Source records
* * * * * * * * *

PR #3289, opened 2026-04-18
fix: prevent GitStore from creating nested repos and overwriting .gitignore

### LINKED ISSUE #2980: [Bug]: Dream git store initializes a nested repo in workspace/ and overwrites workspace/.gitignore

longle325:
## Summary

- `GitStore.init()` now checks if the workspace is already inside a git repository before calling `porcelain.init()`. If the workspace is inside an existing repo, it logs a warning and returns `False`, preventing the creation of a nested `.git` directory.
- Existing `.gitignore` files are now preserved — `init()` appends only missing Dream-specific entries rather than overwriting the entire file.

Closes #2980

### `nanobot/utils/gitstore.py`
- Added `_is_inside_git_repo()` helper that walks up parent directories checking for `.git/`
- Modified `init()` to check `_is_inside_git_repo()` before `porcelain.init()` and refuse to create nested repos
- Modified `init()` to merge with existing `.gitignore` content instead of overwriting

### `tests/utils/test_gitstore.py`
- Added `TestNestedRepoProtection` class with 5 regression tests:
  - `test_init_refuses_inside_git_repo` — verifies nested repo prevention
  - `test_init_preserves_existing_gitignore` — verifies existing entries preserved + Dream entries appended
  - `test_init_no_gitignore_creates_new` — regression guard for normal case (no existing `.gitignore`)
  - `test_init_gitignore_merge_idempotent` — verifies no duplicate entries when some Dream entries already exist
  - `test_init_outside_git_repo_works_normally` — regression guard for normal case (not inside a git repo)

## Testing

```
ruff check nanobot/utils/gitstore.py tests/utils/test_gitstore.py  # All checks passed
pytest tests/utils/test_gitstore.py -v                              # 13/13 passed
```

## Backward Compatibility

No changes to the public API. When the workspace is **not** inside a git repo and has no existing `.gitignore`, behavior is identical to before.

### DIFF
--- a/.gitignore
+++ b/.gitignore
@@ -91,4 +91,3 @@ logs/
 tmp/
 temp/
 *.tmp
-.oss/
--- a/.gitignore
+++ b/.gitignore
@@ -91,3 +91,4 @@ logs/
 tmp/
 temp/
 *.tmp
+.oss/
--- a/nanobot/utils/gitstore.py
+++ b/nanobot/utils/gitstore.py
@@ -180,11 +180,14 @@ class GitStore:
         """Check if self._workspace is already inside a git repository.
 
         Walks up from self._workspace to the filesystem root, returning True
-        if any parent directory contains a .git directory.
+        if any parent directory contains a .git entry.
+
+        Git worktrees and submodules can use a ``.git`` file instead of a
+        directory, so we must treat either form as "already inside a repo".
         """
         current = self._workspace.resolve()
         while current != current.parent:
-            if (current / ".git").is_dir():
+            if (current / ".git").exists():
                 return True
             current = current.parent
         return False
--- a/nanobot/utils/gitstore.py
+++ b/nanobot/utils/gitstore.py
@@ -64,14 +64,35 @@ class GitStore:
         if self.is_initialized():
             return False
 
+        if self._is_inside_git_repo():
+            logger.warning(
+                "Workspace {} is already inside a git repo; "
+                "skipping nested repo initialization",
+                self._workspace,
+            )
+            return False
+
         try:
             from dulwich import porcelain
 
             porcelain.init(str(self._workspace))
 
-            # Write .gitignore
+            # Write .gitignore (merge with existing if present)
             gitignore = self._workspace / ".gitignore"
-            gitignore.write_text(self._build_gitignore(), encoding="utf-8")
+            dream_entries = self._build_gitignore()
+            if gitignore.exists():
+                existing = gitignore.read_text(encoding="utf-8")
+                existing_lines = set(existing.splitlines())
+                new_lines = [
+                    line
+                    for line in dream_entries.splitlines()
+                    if line not in existing_lines
+                ]
+                if new_lines:
+                    merged = existing.rstrip("\n") + "\n" + "\n".join(new_lines) + "\n"
+                    gitignore.write_text(merged, encoding="utf-8")
+            else:
+                gitignore.write_text(dream_entries, encoding="utf-8")
 
             # Ensure tracked files exist (touch them if missing) so the initial
             # commit has something to track.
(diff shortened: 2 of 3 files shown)


Re-bin (approved):
This is now the right kind of fix.

The PR intent stays narrow: protect `GitStore.init()` from creating nested repositories and preserve existing `.gitignore` content. While reviewing, I found one missing boundary: the nested-repo check only handled `.git` directories, so it still failed inside `git worktree` checkouts where `.git` is a file. I fixed that directly on the PR branch and added a focused regression test.

I pulled in the latest `main` and reran the relevant checks locally:

- `ruff check nanobot/utils/gitstore.py tests/utils/test_gitstore.py`
- `pytest tests/utils/test_gitstore.py -q`
- `pytest tests/agent/test_git_store.py -q`

I also verified the original failure mode with a real `git worktree` repro before the fix, and confirmed it no longer creates a nested repo afterwards.

PR #4363, opened 2026-06-16
fix(providers): validate stream idle timeout config

### LINKED ISSUE #4065: Bug: invalid NANOBOT_STREAM_IDLE_TIMEOUT_S crashes streaming setup

yu-xin-c:
## Summary

- Add a shared `resolve_stream_idle_timeout_s()` helper for provider streaming idle timeouts.
- Reject invalid, blank, and non-positive `NANOBOT_STREAM_IDLE_TIMEOUT_S` values instead of letting `ValueError` escape.
- Clamp extreme timeout values and reuse the helper across OpenAI-compatible, Anthropic, Bedrock, and Codex streaming paths.
- Add fake-stream regression coverage for each affected provider path.

## Why

Fixes #4065. A user can set `NANOBOT_STREAM_IDLE_TIMEOUT_S=abc` in their environment. Before this change, streaming provider setup called `int(...)` directly, so the malformed env value crashed the stream before any model response handling could run.

## Validation

- `/Users/stellarfish/nanobot/.venv/bin/python -m pytest tests/providers/test_stream_idle_timeout_config.py -q` -> `6 passed`
- `/Users/stellarfish/nanobot/.venv/bin/python -m pytest tests/providers/test_stream_idle_timeout_config.py tests/providers/test_openai_codex_provider.py tests/providers/test_anthropic_stream_idle.py tests/providers/test_bedrock_provider.py tests/providers/test_openai_compat_timeout.py -q` -> `40 passed`
- `/Users/stellarfish/nanobot/.venv/bin/python -m ruff check nanobot/providers/base.py nanobot/providers/openai_compat_provider.py nanobot/providers/anthropic_provider.py nanobot/providers/bedrock_provider.py nanobot/providers/openai_codex_provider.py tests/providers/test_stream_idle_timeout_config.py` -> passed

### DIFF
--- a/nanobot/providers/anthropic_provider.py
+++ b/nanobot/providers/anthropic_provider.py
@@ -3,7 +3,6 @@
 from __future__ import annotations
 
 import asyncio
-import os
 import re
 import secrets
 import string
@@ -14,6 +13,7 @@ from nanobot.providers.base import (
     LLMProvider,
     LLMResponse,
     ToolCallRequest,
+    resolve_stream_idle_timeout_s,
     tool_arguments_object_for_replay,
 )
 
@@ -613,7 +613,7 @@ class AnthropicProvider(LLMProvider):
             messages, tools, model, max_tokens, temperature,
             reasoning_effort, tool_choice,
         )
-        idle_timeout_s = int(os.environ.get("NANOBOT_STREAM_IDLE_TIMEOUT_S", "90"))
+        idle_timeout_s = resolve_stream_idle_timeout_s()
         try:
             async with self._client.messages.stream(**kwargs) as stream:
                 if on_content_delta or on_thinking_delta or on_tool_call_delta:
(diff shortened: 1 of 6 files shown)


Re-bin (approved):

* * * * * * * * *

** PROBLEM **
Filter the entries down to the lines holding the string "verifies". Copy each of those lines.

** RESULT **
  - `test_init_refuses_inside_git_repo` — verifies nested repo prevention
  - `test_init_preserves_existing_gitignore` — verifies existing entries preserved + Dream entries appended
  - `test_init_gitignore_merge_idempotent` — verifies no duplicate entries when some Dream entries already exist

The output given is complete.